A partnership is a bond that we must nurture and care for all the time. In its life cycle, there are also individual periods that present challenges. Will our union or marriage survived or failed?!
These are important stages in relation to to the marriage, which put the partnership to the test.
The first year
The first year of the relationship is the one when the couple is still getting to know each other. A year that is essential for establishing a partnership routine and a daily, compatible lifestyle. After dating, when each of the partners could withdraw, now there is a life together full of compromises. Differences come to the surface, and many relationships are unable to digest them. Most couples get through this stage, others don't. Some couples find that they are not as compatible as they thought and are unable to make those compromises that benefit everyone.
Birth of a child
A child it brings many changes in the couple's life. All of a sudden, the partner is no longer in the foreground, their life is subordinated to the care and concern for the new family member. Plus, with the obvious lack of sleep. Although family times are good, life is hectic. On the one hand, it is necessary to harmonize new parental duties with work obligations, to harmonize expectations regarding finances and education. Intimacy is often lost during this period, so the couple must try to stay connected despite the turbulent waters.
7 year gap
Most couples divorce after about eight years. The partners change from the first year. The lifestyle and routines they have created no longer suit their current needs. The challenge is to upgrade the relationship so that it now meets the needs of both partners. Some couples divorce, they simply cannot find a way out of this dilemma.

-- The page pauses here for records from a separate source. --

PR #449, opened 2024-01-08
Profile Bio Enhancement

nav-28:
Some user have links in their bio and we should make them clickable. 

<p>

screen
</p>
</details> 

Usernames will open a user screen if the user exists. Other urls will launch a window.


veloce:
Thanks for this. I'm not very fond of the underline style though. It would be better to leave just the blue color without the underline.

lib/src/view/user/user_profile.dart
```diff
@@ -47,10 +55,38 @@ class UserProfile extends StatelessWidget {
...
-            Text(
-              user.profile!.bio!,
+            Linkify(
+              onOpen: (link) async {
+                if (link.originText.startsWith('@')) {
+                  final userId =
+                      UserId.fromUserName(link.originText.substring(1));
+                  try {
+                    final user =
+                        await ref.read(UserProvider(id: userId).future);
```
veloce, line 65: weird syntax here: a provider shouldn't start with a majuscule

lib/src/view/user/user_profile.dart
```diff
@@ -47,10 +55,38 @@ class UserProfile extends StatelessWidget {
...
+                }
+              },
+              linkifiers: const [
+                UrlLinkifier(),
+                EmailLinkifier(),
+                UserTagLinkifier(),
+              ],
+              text: user.profile!.bio!,
               maxLines: bioMaxLines,
-              overflow: TextOverflow.ellipsis,
```
veloce, line 53: why removing it? should be kept imo.

lib/src/view/user/user_screen.dart
```diff
@@ -13,9 +13,18 @@ import 'user_activity.dart';
 import 'user_profile.dart';
 
 class UserScreen extends ConsumerWidget {
-  const UserScreen({required this.user, super.key});
+  const UserScreen._({this.lightUser, this.user, super.key});
```
veloce, line 16: since one of them is required (but not both) we should have an `assert` to enforce it.

pubspec.yaml
```diff
@@ -41,6 +42,7 @@ dependencies:
   http: ^1.1.0
   intl: ^0.18.0
   json_annotation: ^4.7.0
+  linkify: ^5.0.0
```
veloce, line 45: Why do we need this package since `flutter_linkify` is already handling the job alone it seems?

nav-28: This is cause `flutter_linkify` is depended on this library but it's not showing `UserTagLinkifier` which is needed to link user tags.
[repo link](https://github.com/Cretezy/flutter_linkify/blob/b43e490da124721d003f5f95f000372548db27e3/lib/flutter_linkify.dart#L5)

One way to solve that would be to create our own `Linkify` widget by copying it from `flutter_linkify`

lib/src/view/user/user_profile.dart
```diff
@@ -47,11 +56,45 @@ class UserProfile extends StatelessWidget {
               child: userFullName,
             ),
           if (user.profile?.bio != null)
-            Text(
-              user.profile!.bio!,
+            Linkify(
+              onOpen: (link) async {
+                if (link.originText.startsWith('@')) {
+                  final userId =
```
veloce, line 62: It is better to immediately go to the user screen with the id, and load the user while in the screen.

lib/src/view/user/user_screen.dart
```diff
@@ -13,9 +13,23 @@ import 'user_activity.dart';
...
-  const UserScreen({required this.user, super.key});
+  const UserScreen._({this.lightUser, this.user, super.key})
+      : assert(
+          (lightUser != null || user != null) &&
+              !(lightUser != null && user != null),
+          'Either lightUser or User should be provided but not both',
+        );
 
-  final LightUser user;
+  const factory UserScreen.fromUser({required User user, Key? key}) =
```
veloce, line 23: I don't understand this change actually. 

Why adding more complexity? We should always load the user from ID. 

It looks like this change was made to handle the case where the user is not found in a profile link. But it is better to handle this case in the async error handler and show a "User not found" here instead.

veloce (changes requested):
The changes of the UserScreen should be reverted before merging it. 
- go back to only `LightUser` param
- handle user not found in the error handler
- don't try to fetch user before going to the screen in `UserProfile`

lib/src/view/user/user_profile.dart
```diff
@@ -47,11 +54,35 @@ class UserProfile extends StatelessWidget {
...
+                      UserId.fromUserName(link.originText.substring(1));
+                  pushPlatformRoute(
+                    context,
+                    builder: (ctx) => UserScreen(
+                      user: LightUser(id: userId, name: userId.value),
```
veloce, line 65: I'd do instead:

```dart
final username = link.originText.substring(1);
final user = LightUser(id: UserId.fromUserName(username), name: username);
pushPlatformRoute(
  ...
```

veloce (approved):

PR #476, opened 2024-01-12
Tv enhancement closes #325

### LINKED ISSUE #325: Add "Flip board" to Lichess TV
I don't want to flood the issues tab with my feature requests, just a little enhancement that popped into my mind:

Sometimes it's good to see a game from another perspective.

I can see it's a bit more work as the clocks and player names has to be switched when the "Flip board" button is pushed. This was done very smoothly in old Lichobile. 

I think the layout of the bottom icons could be copied from the old app as well (there are no navigation buttons on the TV screen yet):
from left to right - flip board, one move backward, one move forward. 

Let me know if it's a reasonable idea or not. Thanks as always!

HaonRekcef:
Adds flip board, one move backward and one move forward button to the tv screen, closes #325 
 
I am new to this project and flutter and not sure if I did things correctly. As far as I could test the buttons work as intended, however my code to check if it is possible to go back or forward is probably is not clean. I am not sure how I should rewrite it.

Also I do not like the flip icon, I liked the lichobile flip Icon more.
<details>
<summary>Screenshot</summary>

Screenshot_20240112-164913

</details>

### DIFF
--- a/lib/src/model/tv/tv_controller.dart
+++ b/lib/src/model/tv/tv_controller.dart
@@ -100,6 +100,22 @@ class TvController extends _$TvController {
     state = AsyncValue.data(newState);
   }
 
+  bool canGoBack() {
+    if (state.hasValue) {
+      final curState = state.requireValue;
+      return curState.stepCursor > 0;
+    }
+    return false;
+  }
+
+  bool canGoForward() {
+    if (state.hasValue) {
+      final curState = state.requireValue;
+      return curState.stepCursor < curState.game.steps.length - 1;
+    }
+    return false;
+  }
+
   void toggleBoard() {
     if (state.hasValue) {
       final curState = state.requireValue;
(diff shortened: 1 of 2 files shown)


lib/src/model/tv/tv_controller.dart
```diff
@@ -100,6 +100,70 @@ class TvController extends _$TvController {
     state = AsyncValue.data(newState);
   }
 
+  bool canGoBack() {
```
veloce, line 103: This code is fine and perfectly readable in my opinion, even if, I agree the `if (state.hasValue` followed by `state.requireValue` is a bit verbose and redundant.

If you're looking for alternate way, I think you could also write it like:
```dart
bool canGoBack() => state.map(
  data: (d) => d.stepCursor > 0,
  error: (_) => false,
  loading: (_) => false,
);
```

or even
```dart
bool canGoBack() => state.mapOrNull(data: (d) => d.stepCursor > 0) ?? false
```

or maybe there is even a better way? The `AsyncValue` api is powerful but also complex.

HaonRekcef: yeah I like it better now

veloce (approved):

Issue #4073, opened 2025-10-27
Expose `dynamicItem`  variable on Profile Dropdown


Tshepiso-R:
## **Description**
When you use item button and you console dynamicItem on your configuration,upon clicking the button,  the error " ReferenceError: dynamicItem is not defined" is logged. This only occures on the profile dropdown. When the very same configuration is used on a normal button, the logs are sgowing successfully
 
---

## **Steps to Reproduce**
1. Open to the application header configuration form.    
3. Click the **Profile Dropdown**, then select **Configure Button Group**.  
4. Click **Add New Group**, then **Add Item**.  
5. Under **Item Type**, select **Dynamic Item(s)**, then choose **Entity**.  
6. For **Entity Type**, select **Organisation (shesha.domain.organisation)**.  
7. For **Label Property**, select **name**.  
8. For **Button Type**, select **Default**.  
9. Under **Action Configuration**, select **Common > Execute Script**.  
10. In the script editor, enter the following code:  
    ```javascript
    console.log("dynamic item: ", dynamicItem);
    ```
11. Save the configuration.  
12. Refresh the page.  
13. Click any one of the organisations displayed under the dynamic items in the header.

---

## **Expected Behavior**
When a user clicks on an organisation under the dynamic menu items, the console should log the selected organisation’s details, for example:
```javascript
dynamic item: { id: "123", name: "ABC Organisation", ... }
```
## **Actual Behavior**
Instead of logging the organisation details, an error appears in the browser console.  
The logged error message indicates that `dynamicItem` is either undefined or inaccessible within the script execution context.

### **Error Example**
Uncaught ReferenceError: dynamicItem is not defined
at <anonymous>:1:27

**Documentation Reference:**  
[https://docs.shesha.io/docs/front-end-basics/how-to-guides/dynamic-menu-items](https://docs.shesha.io/docs/front-end-basics/how-to-guides/dynamic-menu-items)

## Merge Notes
Please merge to 43, 44 and main

Tshepiso-R:
Hi @HackGenesis, please merge on main and 44

Tshepiso-R:
@HackGenesis please address the crashing bug linked to this issue first.
- https://github.com/shesha-io/shesha-framework/issues/4123

yuliaGradova:
The issue is actual again.

1. Open to the application header configuration form.
2. Click the Profile Dropdown, then select Configure Button Group.
3. Click Add New Group, then Add Item.
[...]

PR #4122, opened 2025-11-03
expose dynamic items

HackGenesis:
https://github.com/shesha-io/shesha-framework/issues/4073

## Summary by CodeRabbit

* **Refactor**
  * Profile dropdown actions now receive richer runtime context, so menu actions can evaluate and execute using additional dynamic item data.
  * Configurable buttons and button item definitions have stricter typing for the dynamic item payload, improving reliability when actions depend on item details.

### DIFF
--- a/shesha-reactjs/src/designer-components/profileDropdown/utils.tsx
+++ b/shesha-reactjs/src/designer-components/profileDropdown/utils.tsx
@@ -1,5 +1,4 @@
 import {
-  IButtonItem,
   IConfigurableActionConfiguration,
   IconType,
   IHeaderAction,
@@ -10,6 +9,7 @@ import {
   ButtonGroupItemProps,
   IButtonGroup,
   isGroup,
+  isButtonItem,
 } from '@/providers/buttonGroupConfigurator/models';
 import { IFullAuditedEntity } from '@/publicJsApis/entities';
 import { IAuthenticator } from '@/providers/auth';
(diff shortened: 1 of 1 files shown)


shesha-reactjs/src/designer-components/profileDropdown/utils.tsx
```diff
@@ -55,6 +56,7 @@ export const getMenuItem = (
   return visibleItems.map((item) => {
     const { id, icon, label } = item;
     const childItems = isGroup(item) ? (item as IButtonGroup).childItems : undefined;
+    const dynamicItem = (item as IButtonItem)?.dynamicItem;
```
IvanIlyichev: @HackGenesis please use type guard instead of cast. For this case there is an existing guard `isButtonItem`

shesha-reactjs/src/designer-components/profileDropdown/utils.tsx
```diff
@@ -64,7 +66,7 @@ export const getMenuItem = (
         </Fragment>
       ),
       children: childItems ? getMenuItem(childItems, execute, visibilityChecker) : undefined,
-      onClick: () => execute((item as IButtonItem)?.actionConfiguration),
+      onClick: () => execute((item as IButtonItem)?.actionConfiguration, dynamicItem),
```
IvanIlyichev: Use type guard and don't call execute for groups

IvanIlyichev (approved):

Others don't get divorced, but get distracted by work—or are focused on the kids and put the relationship on the back burner.
middle Ages
Children begin to leave the nest and the couple, who all this time focused only on the children, no longer know themselves as partners, only as parents. Eventually, they both realize that time is running out and that they only have 20 good years left. Do you really want to continue with this just because it's familiar?! The problems that were swept under the carpet during the seven years of the relationship are resurfacing. As many as 36 % older than 50 years are getting divorced. If they don't divorce, they can live parallel lives, one past the other.
Retirement
In the beginning, retirement is a joy for many. It takes a year or a few months to enjoy idleness or you complete everything from the list you set during your work duties. But after a few months, when the chores are done and the golfing or fishing becomes boring, one can lose the working identity that marked one's time. It makes no sense. This can also affect the relationship.